* [Description of the task]: Give only the number of lines in the records below that contain the word "SetTransactionOwnerStatusView".

* [Provided records]:
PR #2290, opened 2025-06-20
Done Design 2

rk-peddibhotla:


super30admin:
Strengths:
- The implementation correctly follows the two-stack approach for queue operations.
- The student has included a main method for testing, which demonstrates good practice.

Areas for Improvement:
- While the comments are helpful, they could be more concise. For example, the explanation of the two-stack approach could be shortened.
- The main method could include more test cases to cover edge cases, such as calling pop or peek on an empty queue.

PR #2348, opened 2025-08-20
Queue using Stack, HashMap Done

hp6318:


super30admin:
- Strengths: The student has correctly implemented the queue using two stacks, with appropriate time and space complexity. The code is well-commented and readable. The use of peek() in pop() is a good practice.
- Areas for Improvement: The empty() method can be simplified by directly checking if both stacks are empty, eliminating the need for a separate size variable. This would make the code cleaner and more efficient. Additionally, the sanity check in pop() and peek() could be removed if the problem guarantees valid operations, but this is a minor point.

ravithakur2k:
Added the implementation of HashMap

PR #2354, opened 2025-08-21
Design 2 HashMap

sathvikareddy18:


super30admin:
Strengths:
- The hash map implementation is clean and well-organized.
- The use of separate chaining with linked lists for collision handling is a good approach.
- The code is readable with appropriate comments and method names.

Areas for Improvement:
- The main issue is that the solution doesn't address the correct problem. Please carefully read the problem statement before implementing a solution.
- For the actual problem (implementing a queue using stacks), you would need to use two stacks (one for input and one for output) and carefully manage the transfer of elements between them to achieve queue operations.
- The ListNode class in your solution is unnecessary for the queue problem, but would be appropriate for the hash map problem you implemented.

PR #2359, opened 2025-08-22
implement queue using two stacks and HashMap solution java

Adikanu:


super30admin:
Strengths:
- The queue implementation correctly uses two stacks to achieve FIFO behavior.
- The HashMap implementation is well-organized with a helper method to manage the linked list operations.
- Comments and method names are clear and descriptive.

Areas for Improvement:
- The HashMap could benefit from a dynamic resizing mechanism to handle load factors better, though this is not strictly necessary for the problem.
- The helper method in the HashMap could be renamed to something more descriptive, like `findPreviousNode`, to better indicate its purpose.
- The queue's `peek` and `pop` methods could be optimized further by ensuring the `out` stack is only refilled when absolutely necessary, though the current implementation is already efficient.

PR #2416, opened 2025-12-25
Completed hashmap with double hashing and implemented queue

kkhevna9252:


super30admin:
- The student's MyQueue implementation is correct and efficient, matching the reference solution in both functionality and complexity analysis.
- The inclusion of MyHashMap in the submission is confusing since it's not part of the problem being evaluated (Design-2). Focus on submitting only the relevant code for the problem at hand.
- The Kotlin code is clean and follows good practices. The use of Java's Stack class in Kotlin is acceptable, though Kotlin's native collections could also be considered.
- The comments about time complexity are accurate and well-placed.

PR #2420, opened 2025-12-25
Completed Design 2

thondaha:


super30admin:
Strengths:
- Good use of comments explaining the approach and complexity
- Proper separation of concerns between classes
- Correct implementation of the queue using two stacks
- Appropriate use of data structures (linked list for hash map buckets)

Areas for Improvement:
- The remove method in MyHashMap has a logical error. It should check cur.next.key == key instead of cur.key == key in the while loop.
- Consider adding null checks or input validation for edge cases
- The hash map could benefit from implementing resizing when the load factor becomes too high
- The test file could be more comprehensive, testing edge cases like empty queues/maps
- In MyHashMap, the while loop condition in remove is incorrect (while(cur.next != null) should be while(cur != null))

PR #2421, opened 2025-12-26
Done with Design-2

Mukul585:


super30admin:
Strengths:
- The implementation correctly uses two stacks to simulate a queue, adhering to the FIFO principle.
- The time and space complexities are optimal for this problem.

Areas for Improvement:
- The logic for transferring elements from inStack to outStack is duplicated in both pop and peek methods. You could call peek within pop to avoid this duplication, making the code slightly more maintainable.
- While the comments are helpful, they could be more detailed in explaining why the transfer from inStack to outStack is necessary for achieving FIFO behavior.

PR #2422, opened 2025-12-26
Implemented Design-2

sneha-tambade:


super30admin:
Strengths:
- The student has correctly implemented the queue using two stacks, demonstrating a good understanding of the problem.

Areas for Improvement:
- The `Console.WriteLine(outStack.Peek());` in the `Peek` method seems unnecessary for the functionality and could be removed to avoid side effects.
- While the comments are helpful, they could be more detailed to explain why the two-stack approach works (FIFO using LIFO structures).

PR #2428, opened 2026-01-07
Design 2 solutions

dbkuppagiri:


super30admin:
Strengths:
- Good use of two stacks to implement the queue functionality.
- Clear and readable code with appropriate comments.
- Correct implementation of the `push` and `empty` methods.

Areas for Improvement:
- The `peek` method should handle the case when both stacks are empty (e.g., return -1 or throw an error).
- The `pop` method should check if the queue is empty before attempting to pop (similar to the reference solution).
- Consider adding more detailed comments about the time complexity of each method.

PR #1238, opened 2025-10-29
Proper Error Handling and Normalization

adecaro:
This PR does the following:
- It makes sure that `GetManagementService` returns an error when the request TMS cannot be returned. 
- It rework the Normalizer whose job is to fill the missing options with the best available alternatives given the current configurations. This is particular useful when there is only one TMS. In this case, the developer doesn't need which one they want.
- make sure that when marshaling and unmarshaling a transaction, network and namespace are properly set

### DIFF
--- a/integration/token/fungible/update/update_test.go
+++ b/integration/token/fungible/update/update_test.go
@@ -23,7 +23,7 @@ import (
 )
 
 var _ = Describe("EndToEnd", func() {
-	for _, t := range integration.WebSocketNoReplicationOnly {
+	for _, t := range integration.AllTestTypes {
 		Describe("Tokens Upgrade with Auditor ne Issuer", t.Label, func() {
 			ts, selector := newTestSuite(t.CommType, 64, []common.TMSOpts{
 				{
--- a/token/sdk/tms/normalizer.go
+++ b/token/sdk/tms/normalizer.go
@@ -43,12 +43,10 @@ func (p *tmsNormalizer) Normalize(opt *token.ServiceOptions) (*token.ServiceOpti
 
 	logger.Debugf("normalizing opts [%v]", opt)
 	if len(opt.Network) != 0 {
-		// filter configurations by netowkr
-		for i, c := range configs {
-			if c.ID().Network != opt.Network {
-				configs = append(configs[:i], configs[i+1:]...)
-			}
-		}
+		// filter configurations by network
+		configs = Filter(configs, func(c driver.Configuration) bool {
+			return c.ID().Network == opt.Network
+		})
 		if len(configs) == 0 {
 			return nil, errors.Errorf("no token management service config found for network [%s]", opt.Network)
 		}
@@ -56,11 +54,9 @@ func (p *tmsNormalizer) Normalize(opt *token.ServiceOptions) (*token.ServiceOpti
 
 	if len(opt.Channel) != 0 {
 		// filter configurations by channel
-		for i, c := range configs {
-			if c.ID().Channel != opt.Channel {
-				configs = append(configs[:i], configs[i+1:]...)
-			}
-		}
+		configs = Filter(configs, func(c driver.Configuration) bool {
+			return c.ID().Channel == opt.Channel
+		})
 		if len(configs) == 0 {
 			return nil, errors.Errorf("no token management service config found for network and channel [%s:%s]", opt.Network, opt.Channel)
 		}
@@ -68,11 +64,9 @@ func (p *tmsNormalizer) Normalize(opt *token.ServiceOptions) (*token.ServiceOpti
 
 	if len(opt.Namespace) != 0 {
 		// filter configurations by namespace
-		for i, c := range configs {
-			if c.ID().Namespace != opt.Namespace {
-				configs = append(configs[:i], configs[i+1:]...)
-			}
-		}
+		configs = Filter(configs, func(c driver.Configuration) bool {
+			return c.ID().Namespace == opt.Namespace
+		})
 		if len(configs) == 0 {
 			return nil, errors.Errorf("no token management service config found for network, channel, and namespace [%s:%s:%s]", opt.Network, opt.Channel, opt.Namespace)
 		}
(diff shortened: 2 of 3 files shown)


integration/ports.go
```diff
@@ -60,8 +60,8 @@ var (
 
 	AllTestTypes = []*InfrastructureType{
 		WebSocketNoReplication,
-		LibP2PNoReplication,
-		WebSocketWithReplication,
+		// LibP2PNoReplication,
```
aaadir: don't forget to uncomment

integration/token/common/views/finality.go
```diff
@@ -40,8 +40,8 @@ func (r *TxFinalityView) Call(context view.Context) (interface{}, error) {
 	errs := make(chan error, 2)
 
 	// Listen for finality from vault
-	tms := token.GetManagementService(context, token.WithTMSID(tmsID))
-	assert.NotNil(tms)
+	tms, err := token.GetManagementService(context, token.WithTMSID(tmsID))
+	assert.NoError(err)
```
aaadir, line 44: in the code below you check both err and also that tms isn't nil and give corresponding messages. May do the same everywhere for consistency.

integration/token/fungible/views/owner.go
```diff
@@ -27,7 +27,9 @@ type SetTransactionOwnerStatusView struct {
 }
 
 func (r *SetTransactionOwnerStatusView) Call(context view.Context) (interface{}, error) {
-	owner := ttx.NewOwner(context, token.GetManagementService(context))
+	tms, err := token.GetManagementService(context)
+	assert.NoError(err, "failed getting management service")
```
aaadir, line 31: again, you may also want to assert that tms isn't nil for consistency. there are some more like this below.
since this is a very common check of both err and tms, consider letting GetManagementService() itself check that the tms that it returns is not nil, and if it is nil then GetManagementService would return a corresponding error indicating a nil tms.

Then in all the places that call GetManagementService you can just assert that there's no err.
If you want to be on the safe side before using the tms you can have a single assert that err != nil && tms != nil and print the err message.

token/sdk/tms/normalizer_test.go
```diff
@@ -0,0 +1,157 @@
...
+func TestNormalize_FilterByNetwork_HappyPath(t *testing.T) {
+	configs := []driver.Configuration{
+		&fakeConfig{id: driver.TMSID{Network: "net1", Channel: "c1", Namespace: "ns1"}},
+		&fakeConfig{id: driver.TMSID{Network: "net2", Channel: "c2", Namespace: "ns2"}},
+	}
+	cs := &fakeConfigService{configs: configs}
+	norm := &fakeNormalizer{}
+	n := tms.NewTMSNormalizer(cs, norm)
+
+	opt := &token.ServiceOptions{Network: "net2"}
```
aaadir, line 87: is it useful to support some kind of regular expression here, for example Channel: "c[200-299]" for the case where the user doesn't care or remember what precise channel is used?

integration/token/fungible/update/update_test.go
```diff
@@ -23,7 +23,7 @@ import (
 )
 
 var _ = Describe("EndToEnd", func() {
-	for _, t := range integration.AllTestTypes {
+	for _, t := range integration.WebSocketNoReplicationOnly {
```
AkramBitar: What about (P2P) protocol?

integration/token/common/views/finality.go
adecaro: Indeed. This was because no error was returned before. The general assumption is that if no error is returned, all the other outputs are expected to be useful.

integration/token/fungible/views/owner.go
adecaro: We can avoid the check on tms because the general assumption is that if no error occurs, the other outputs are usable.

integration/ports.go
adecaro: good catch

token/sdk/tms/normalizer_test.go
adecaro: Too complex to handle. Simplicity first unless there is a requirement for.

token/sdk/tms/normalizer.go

* [Problem solution]: 2